When one thinks of Scandinavian fashion, the mind doesn’t usually jump to bold colors and eccentric prints. Yet Danish designer Henrik Vibskov has spent the last two decades rewriting that narrative. His work moves fluidly between fashion, music, performance, and installation, creating a world built on rhythm, color, and play. Through garments, objects, and immersive spaces, Vibskov transforms the ordinary into the surreal, crafting a universe where experimentation is the rule.
In this interview with hube, the artist reflects on his ongoing exploration of form and material, his current obsession with How to Cook a Bear, his idea for a “speed dating” dream dinner party, and what it means to sustain curiosity after twenty-five years in the industry.
hube: You’ve been part of the fashion and art world for over a decade now. Looking back, what has changed in the way you approach creativity, and what still inspires you to keep going?
Henrik Vibskov: It’s actually been nearly 25 years since I graduated from Central Saint Martins.

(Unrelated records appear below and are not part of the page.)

PR #6620, opened 2020-04-26
Add Dynamax Struggle tests

DaWoblefet:
DO NOT MERGE

OK so these tests are failing but presumably not for the right reasons. On sim right now Taunting into a Pokemon with _only_ status moves should prevent that Pokemon from Dynamaxing. My test fails for that case.

The situation I care more about is Dynamax being able to bypass Imprison, and Taunt not stopping Max Guard. The former can cause really ugly and wrong error messages when the target should Struggle (see https://replay.pokemonshowdown.com/gen8customgame-1103346271). The latter can lead to virtual softlocks in Metronome battles. It's partially the client's fault too, I think, since Max Guard Taunt isn't actually disabled in the client.
https://replay.pokemonshowdown.com/gen8metronomebattle-1102183415 (turn 6)

### DIFF
--- a/test/sim/misc/dynamax.js
+++ b/test/sim/misc/dynamax.js
@@ -120,11 +120,11 @@ describe("Dynamax", function () {
 
 	it('Max Guard should be disallowed by Taunt', function () {
 		battle = common.createBattle([[
-			{species: "Feebas", moves: ['splash']},
+			{species: "Feebas", moves: ['splash', 'tackle']},
 		], [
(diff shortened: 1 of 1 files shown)


DaWoblefet:
New test for Max Guard Taunt still has the same problem as before but it at least is based on a better idea now (with Tackle and Splash, Taunted Dynamaxed Feebas should be unable to select Max Guard via Splash, because Max Guard should be stopped by Taunt).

What’s changed most is my relationship with form and material. Back then it was all about expression, being wild with shape, form, and structure. But over time, everything shifted toward material, especially from an environmental point of view. What kind of material is it? How can I create less waste? How can I shape something differently? That’s been a big game changer.
What keeps me going is the variety. I’m constantly switching between projects like fashion, ballet, and installations, so I’m never just doing the same red cardigan over and over. That keeps the passion alive.
h: Patterns, structure, and visual logic are central to your DNA, yet you now also create immersive installations. How does your mind navigate between the tangible discipline of garment-making and the expansive freedom of spatial art?
HV: I was at the Royal Academy yesterday for a talk about how runway shows today often come with a set or conceptual layer, it’s not just straight walks anymore. I spend a lot of time creating installations and narratives that expand beyond the clothing itself. It gives the work more depth and longevity. Instead of a static lookbook, which can feel flat, storytelling makes the image last. It gives it value beyond the moment.
h: You studied at Central Saint Martins, a building that acts as a crucible for creativity. How did that time shape the way you think today? Does London still feed your imagination, or has it become more of a chapter you reflect on?
HV: What I took from that time was the constant questioning. Why am I doing this? Being critical of storytelling and concept. I still work like that. I always ask myself, why is it red? Why this shape? Why this texture? That mindset came from having to defend your work during critiques, you needed to explain and justify every decision. I think that way of thinking never left me.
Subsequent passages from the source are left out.